Using the Diaphragm System to Restore Balance and Regulation in the Pelvic Floor: An East Meets West Approach

An online hands-on workshop on somatic and neural resonance in the diaphragm system

offered through the Pelvicademy®

The diaphragm model is borrowed from osteopathy. There are 7 primary diaphragms, distributed up and down the body from the plantar diaphragm in the sole of the foot to the Calvaria at the dome of the head. In terms of trauma physiology, it is an extraordinarily useful framework for working with movement, brace, and collapse anywhere in the energy body, including the pelvis.

These 7 diaphragms function like a series of bells on a string. If one bell vibrates, they all begin to vibrate in resonance. Thus, both the braced and collapsed states in any one diaphragm are transmitted to all the others—and will influence the function of the organs and tissues contained between them. In survivors of complex trauma, the diaphragms help manage what is essentially intolerable terror. Carrying either a brace or a collapse state in the diaphragm system can help a survivor feel “safe enough” – even though function of the organs between affected diaphragms is profoundly compromised in either of these states.

This model allows providers to access the entire energy body. They must be engaged cautiously because of the potential for eliciting whole-body arousal and overwhelm as well as whole-body regulation.  This capacity to transmit information allows a clinician to, for example, work with the respiratory diaphragm to influence the next proximal diaphragm – in this case either the shoulder or the pelvic diaphragms – and the function of all the organs located between them. This can be particularly useful when contacting the pelvis directly could be overwhelming for a survivor of sexual trauma.
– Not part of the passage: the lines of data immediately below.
PR #3561, opened 2022-10-10
[ENH] Add more relevant parameters to `CNNRegressor` for user flexibility

### LINKED ISSUE #3538: [BUG] `CNNRegressor` missing essential initializing parameters
**Describe the bug**

`CNNRegressor` misses parameters like `optimizer` in its constructor. There might be more things which don't coincide with `CNNClassifier` which should be added but since I'm not sure what all things might be missing, I'm opening this issue to bring it to notice.

achieveordie:
#### Reference Issues/PRs

Fixes #3538

- Add the following parameters into constructor:
  - `optimizer`
  - `activation`
  - `use_bias`

No.

@AurumnPegasus do let me know if you see more changes that we can add in this PR.

##### For all contributions

### DIFF
--- a/sktime/regression/deep_learning/cnn.py
+++ b/sktime/regression/deep_learning/cnn.py
@@ -1,8 +1,10 @@
 # -*- coding: utf-8 -*-
 """Time Convolutional Neural Network (CNN) for regression."""
 
-__author__ = ["AurumnPegasus"]
+__author__ = ["AurumnPegasus", "achieveordie"]
 __all__ = ["CNNRegressor"]
+
+from sklearn.utils import check_random_state
 
 from sktime.networks.cnn import CNNNetwork
 from sktime.regression.deep_learning.base import BaseDeepRegressor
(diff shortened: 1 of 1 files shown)


TonyBagnall (approved):

fkiraly (approved):
Thanks, makes sense.

Good spot on `random_state` which had the wrong name too.

TonyBagnall:
@fkiraly doesn't the change of variable name require deprecation?

achieveordie:
@TonyBagnall, other estimators were using `random_state` for the outer interface (constructor parameter) as well as the inner interface (`self.random_state`). `CNNRegressor` was using `random_state` as a parameter constructor but was using `self.random_seed` internally. I just changed the name to `self.random_state` so there's uniformity in the naming of variables used internally.

Since no changes have been made to the user interface, no deprecation is involved. LMK if I misunderstood your point otherwise.

TonyBagnall:
I agree, I have nothing against the change, but other PRs are being blocked for changing parameter default values or other minor changes, I think we should be consistent. 

image

achieveordie:
Well, that does make sense

fkiraly:
> The parameter name changes from `random_seed` to `random_state`, minor and only really relevant if the estimator has been in a release.

I noticed this but would consider that a bug, since per interface contract this should be `random_state`, and it was the reason for test failure afaik. Bugfixes do not require deprecation.

fkiraly:
I would apply the same rule if, say, you would be fixing a bug where `X` in `_fit` is overwritten, or another argument is used by accident. Yes, this changes interface and behaviour, but it fixes a bug.

fkiraly:
@TonyBagnall, @MatthewMiddlehurst, for reference, here is another issue from July where I have requested deprecation from @AurumnPegasus but not applied the deprecation rule to `random_state`: https://github.com/sktime/sktime/pull/2991#pullrequestreview-1062150757

fkiraly:
> Is the n_jobs -1 default from https://github.com/sktime/sktime/pull/3431 considered a bug because the generally accepted functionality of n_jobs=-1 is to use all available threads?

No, that's not a tested interface convention.

PR #3562, opened 2022-10-10
[BUG] Fix typo in `set_tags` call in `AggrDist.__init__`

aiwalter:
Fix typo in method `set_tags()`

### DIFF
--- a/sktime/dists_kernels/compose_tab_to_panel.py
+++ b/sktime/dists_kernels/compose_tab_to_panel.py
@@ -125,7 +125,7 @@ class AggrDist(BasePairwiseTransformerPanel):
         # importing inside to avoid circular dependencies
         from sktime.dists_kernels import ScipyDist
 
-        return {"transformer": ScipyDist()}
+        return {"transformer": ScipyDist(), "aggfunc_is_symm": [True, False]}
 
 
 class FlatDist(BasePairwiseTransformerPanel):
--- a/sktime/dists_kernels/compose_tab_to_panel.py
+++ b/sktime/dists_kernels/compose_tab_to_panel.py
@@ -65,7 +65,7 @@ class AggrDist(BasePairwiseTransformerPanel):
         super(AggrDist, self).__init__()
 
         if self.aggfunc_is_symm:
-            self.set_tag("symmetric", True)
+            self.set_tags(**{"symmetric": True})
 
     def _transform(self, X, X2=None):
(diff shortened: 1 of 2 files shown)


sktime/dists_kernels/compose_tab_to_panel.py
```diff
@@ -125,7 +125,7 @@ def get_test_params(cls, parameter_set="default"):
         # importing inside to avoid circular dependencies
         from sktime.dists_kernels import ScipyDist
 
-        return {"transformer": ScipyDist()}
+        return {"transformer": ScipyDist(), "aggfunc_is_symm": [True, False]}
```
fkiraly, line 128: this is not how this works, you need to return a list of parameter dicts, not a dict of lists

fkiraly (changes requested):
Great, except for the `get_test_params` signature which has a small mistake

sktime/dists_kernels/compose_tab_to_panel.py
aiwalter: Hm why are tests then passing?

fkiraly: don't know. Probably because there is no input parameter validation and the checks are "if aggfunc_if_symm = something else something else"

aiwalter:
@fkiraly  test params should be fine now? But tests are failing, do you mind to look? Its "your" code

fkiraly:
Hm, failures seem to be unrelated and an instance of https://github.com/sktime/sktime/issues/3525

Where did you branch off? Before or after the fix?

fkiraly:
Just checked - *after* the fix, so the supposed fix did not fix it.

achieveordie:
I know this has been merged and done, But just FYI, looking at the error trace in the latest windows [runner](https://github.com/sktime/sktime/actions/runs/3259756522/jobs/5353813766), it seems like `FCNClassifier` crashes due to OOM. The other two failures are due to the workers crashing, which makes sense since OOM should crash the entire process. `FCNClassifier` crashes due to lack of a `get_test_params()` (this function reduces the size of the estimator, enabling faster tests and avoiding failures like this). The fix was only for `TapNet` estimator, which isn't the estimator that caused this failure, it was just running on a different worker.

_Tl;dr_ The fix works, the problem is due to the same problem in a different DL estimator. We'll try to fix all the current estimators in #3620 or a new PR since that's probably just for diagnosis.

PR #3566, opened 2022-10-10
[BUG] fix `check_estimator` exclude arguments not working for non-base scitype tests

### LINKED ISSUE #3565: [BUG] check_estimator tests_to_exclude doesn't exclude the specified tests
**Describe the bug**

Specifying a list of tests in the `tests_to_exclude` variable in `check_estimator` doesn't exclude the specified tests.

**To Reproduce**

```python

log = check_estimator(
    NaiveForecaster, return_exceptions=True, tests_to_exclude=["test_predict_residuals"]
)

should_be_empty = [key for key in log.keys() if "test_predict_residuals" in key]

assert len(should_be_empty) == 0
```

**Expected behavior**

Any tests in the tests_to_excluded should be actually excluded!
(FYI for whoever takes this on. The problem is somewhere [here](https://github.com/sktime/sktime/blob/fe6f43c2e06e586c2dd16102aef5eef4bd4b6ce6/sktime/tests/test_all_estimators.py#L378))

**Versions**
<details>

sktime==0.13.4  
python==3.8.5
</details>

fkiraly:
Fixes #3565, i.e.,. `check_estimator` exclude arguments would not work for non-base scitype specific tests

This was due to the exclude arguments not being passed on properly to `run_tests`.

The existing test did not cover this failure because it looked at base scitype tests only. It has been modified to also include some non-base scitype tests.

### DIFF
--- a/sktime/utils/estimator_checks.py
+++ b/sktime/utils/estimator_checks.py
@@ -133,6 +133,8 @@ def check_estimator(
             return_exceptions=return_exceptions,
             tests_to_run=tests_to_run,
             fixtures_to_run=fixtures_to_run,
+            tests_to_exclude=tests_to_exclude,
+            fixtures_to_exclude=fixtures_to_exclude,
         )
         results.update(results_scitype)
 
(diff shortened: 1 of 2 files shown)


ltsaprounis (approved):
That was fast! tested on my example in #3565 and it now works as intended.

Chinese medicine similarly divides the body into compartments that it calls the 3 Jiao – the chest, the belly and the abdomen. Each Jiao serves to separate and protect the integrity of broad body functions as well as providing a structure to protect the organs and absorb both physical and emotional shock.  Using the diagnostic model of the Five Elements of AAM and its mirror in the Self-Protective Response of neurobiology can help providers discern which organ and thus what diaphragms will be most useful to restoring essential regulation in the energy body of each unique survivor.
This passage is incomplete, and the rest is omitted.